Such a process, in which, besides oxygen and nitrogen, a raw argon fraction is also recovered, is described in U.S. Pat. No. 4,575,388. Argon, whose boiling point is between the boiling points of nitrogen and oxygen, is present at an increased concentration at an intermediate point of the second rectification stage. At this point, a fraction is removed which is enriched with argon and contains mainly oxygen as well as certain portions of nitrogen. By rectification, the argon-enriched fraction is separated in the raw argon column into a raw argon fraction, which is polluted by residual oxygen and nitrogen, and a liquid bottom fraction consisting essentially of oxygen. The bottom fraction is fed back into the second rectification stage.
Besides raw argon, oxygen is recovered as another product in this process. Oxygen is removed at the lower end of the second rectification stage.
The oxygen-rich liquid, which accumulates in the bottom of the raw argon column, exhibits a relatively high concentration of impurities. The enriched argon fraction from the second rectification stage, besides oxygen and nitrogen, also contains the impurities krypton, xenon and hydrocarbons, all of which accumulate in the bottom of the raw argon column. The impurities reach the bottom of the second rectification stage by the delivery of bottom liquid from the argon column into the second rectification stage and thus into the oxygen removed as a separation product.
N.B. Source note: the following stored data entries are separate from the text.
PR #46, opened 2017-11-14
    Reduced spam

Hordeking:
- Reduced log spam related to gradual load potential changes.
- Removed extraneous sendTo that was intended for debugging.


code/code/sys/socket.cc
```diff
@@ -589,7 +589,7 @@ void procTweakLoadRate::run(const TPulse &) const
     stats.equip = stats.global_lp_target;
     stats.global_lp_target_changerate = 0.0f;
     save_game_stats();
-    vlogf(LOG_MISC, format("procTweakLoadRate: desired load potential of %lf achieved.") % stats.equip);
+    //vlogf(LOG_MISC, format("procTweakLoadRate: desired load potential of %lf achieved.") % stats.equip);
```
cizra: I think this log line should be left in. Remove the one on line 599 instead.

PR #342, opened 2021-06-14
Github Actions

wershlak:
@cizra Can you take a look here? I think ideally we'd have the docker file for the mud here with the mud and CI to publish it all here.
- I removed the travis stuff and replaced it with github actions. Nice to see all the output here.
- I created a new docker hub account "sneezymuddeployer" and have it uploading. We need to invite this to the sneezy mud org and I can fix up this PR
- https://hub.docker.com/repository/registry-1.docker.io/wershlak/sneezymud2/tags?page=1&ordering=last_updated
- See my comments: this is working but I feel like the code checkout should just be in the CI and not in the docker file but I didn't get that working yet.


Aion2501 (approved):

.github/workflows/docker.yml
```diff
@@ -0,0 +1,25 @@
...
+      - uses: actions/checkout@v2
+        name: Check out code
+        with:
+          fetch-depth: 0
+          submodules: 'true'
+
+      - uses: mr-smithers-excellent/docker-build-push@v5
+        name: Build & Push Docker image
+        with:
+          image: wershlak/sneezymud2
```
wershlak, line 21: Need to fix

Dockerfile
```diff
@@ -0,0 +1,29 @@
...
+
+RUN apt-get update && DEBIAN_FRONTEND=noninteractive TZ=utc apt-get install --yes --no-install-recommends build-essential libboost-dev libboost-program-options-dev libboost-regex-dev libboost-filesystem-dev libboost-system-dev libmariadbclient-dev scons libcurl4-openssl-dev git ca-certificates
+ARG UID=1000
+RUN useradd -m -u $UID sneezy
+USER sneezy
+ARG BRANCH="master"
+# COPY . /home/sneezy/sneezymud
+WORKDIR /home/sneezy
+ARG FORCE_REBUILD=1
+RUN echo Building from branch: $BRANCH; git clone --depth 1 --shallow-submodules --recurse-submodules --single-branch --branch $BRANCH --no-tags https://github.com/sneezymud/sneezymud
```
wershlak, line 12: So I'd really love to remove this but it didn't work locally to just copy the code into the container as on line 9

.github/workflows/test.yml
```diff
@@ -0,0 +1,23 @@
...
+        fetch-depth: 0
+
+    - name: C++ Style Check (compiled)
+      uses: Dal-Papa/actions-uncrustify@v1.2
+
+    - run: sudo apt-get update
+    - run: sudo apt-get install software-properties-common
+    - run: sudo apt-get update
+    - run: sudo apt-get install scons g++-9 libboost-dev libboost-program-options-dev libboost-regex-dev libboost-filesystem-dev libmariadbclient-dev libmariadb3 ccache
+    - run: scons -C code -j4 -Q ccache=1 pretty=0 sanitize=1 shared=0 check sneezy
```
cizra, line 21: It'll hang, as Sneezy won't exit. Besides, you don't have the DB set up.
Would it be possible instead to use a compose file, combining DB with a MUD client logging in as admin and shutting down the MUD? Maybe also run a couple of commands. We could use this to build up a suite of blackbox tests.

Dockerfile
cizra: Huh, why? It's good practice to build inside the container, as it'll stabilize your build environment (Ubuntu updates in the pipeline's worker agents won't cause build to break because Boost updated a version, or such.

cizra (changes requested):

.github/workflows/test.yml
```diff
@@ -0,0 +1,23 @@
...
+      with:
+        fetch-depth: 0
+
+    - name: C++ Style Check (compiled)
+      uses: Dal-Papa/actions-uncrustify@v1.2
+
+    - run: sudo apt-get update
+    - run: sudo apt-get install software-properties-common
+    - run: sudo apt-get update
+    - run: sudo apt-get install scons g++-9 libboost-dev libboost-program-options-dev libboost-regex-dev libboost-filesystem-dev libmariadbclient-dev libmariadb3 ccache
```
cizra, line 20: Why would you build it outside of container, if it's possible to build inside container?

cizra (changes requested):

.github/workflows/test.yml
cizra: oops, it'll just compile, not run it. Disregard the bit about hanging.

.github/workflows/test.yml
wershlak: Ooh so this was me copying over the travis stuff. Apparently, that's what the travis CI was doing when we created PRs. This is a separate workflow from the container build and is just meant as a test. We could just build containers on every commit in every branch (as a way of testing that the code change is good). Think that's better?

.github/workflows/docker.yml
wershlak: fixed

Dockerfile
wershlak: Yeah exactly. Ok so since there might be some additional bits to work out I'm going to leave it this was and get back to it another time.

.github/workflows/docker.yml
```diff
@@ -0,0 +1,26 @@
+name: Build and Publish
+on:
+  push:
+    branches:    
+      - 'master'
+      - 'add_github_actions'
+jobs:
+  build_image:
+    runs-on: ubuntu-latest
```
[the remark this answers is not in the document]
wershlak: This is for the CI container. I updated this line to specifically use ubuntu-20.04

.github/workflows/test.yml
wershlak: I updated the other things and removed the WIP. I think this is ready to merge unless you think we should do something different with this test workflow.

cizra: Yeah, we could build the container but avoid publishing it, so as not to spew junk into Docker Hub.

cizra:
Why's the Travis build still required by GitHub, if you removed the .travis.yml? It's blocking the merge.

.github/workflows/test.yml
```diff
@@ -0,0 +1,23 @@
...
+  build_and_test:
+    runs-on: ubuntu-latest
+    name: Build and Test
+    steps:
+    - name: Checkout this commit
+      uses: actions/checkout@v2
+      with:
+        fetch-depth: 0
+
+    - name: C++ Style Check (compiled)
```
cizra, line 14: Where can I see the output of this?

cizra (changes requested):

.github/workflows/test.yml
wershlak: The action says it only runs on files added in a specific commit. https://github.com/marketplace/actions/c-style-check-compiled

The output is on the "checks" tab of the PR but there's nothing interesting for this one.

I haven't tested it at all though. I'm expecting a style check could be painful for our codebase but we can try it out.

cizra: OK, fair enough

.github/workflows/test.yml
wershlak: I _think_ the travis stuff is still here cause it was here when I started the branch and the PR. I need to test that out.

Other than that I need to fix the test here but I'm super behind after all that time off. I'm going to merge this so we can get things publishing and fix the test when I get a chance. Feel like there's so many PRs in the pipeline 😱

Because of the impurities in the oxygen, the process does not permit the recovery of high-purity product streams--free of krypton, xenon and hydrocarbons--from the second rectification stage, especially product liquid oxygen. High-purity oxygen is necessary, for example, as breathable oxygen and also in the electronic industry.
In addition, the product nitrogen recovered in the known process contains traces of other gases, for example, helium, neon, hydrogen and carbon monoxide. Such nitrogen is insufficient for the modern semiconductor industry where nitrogen of the highest purity is required.
Carbon monoxide can be removed catalytically. Some helium, neon and hydrogen can be removed by a helium outlet, usually placed at the head of the first rectification stage; however, the helium outlet results in only a slight reduction of these impurities.
An object of the invention is to provide a process and an apparatus of the initially mentioned type, which makes possible the production of high-purity oxygen, essentially free of krypton, xenon and hydrocarbons.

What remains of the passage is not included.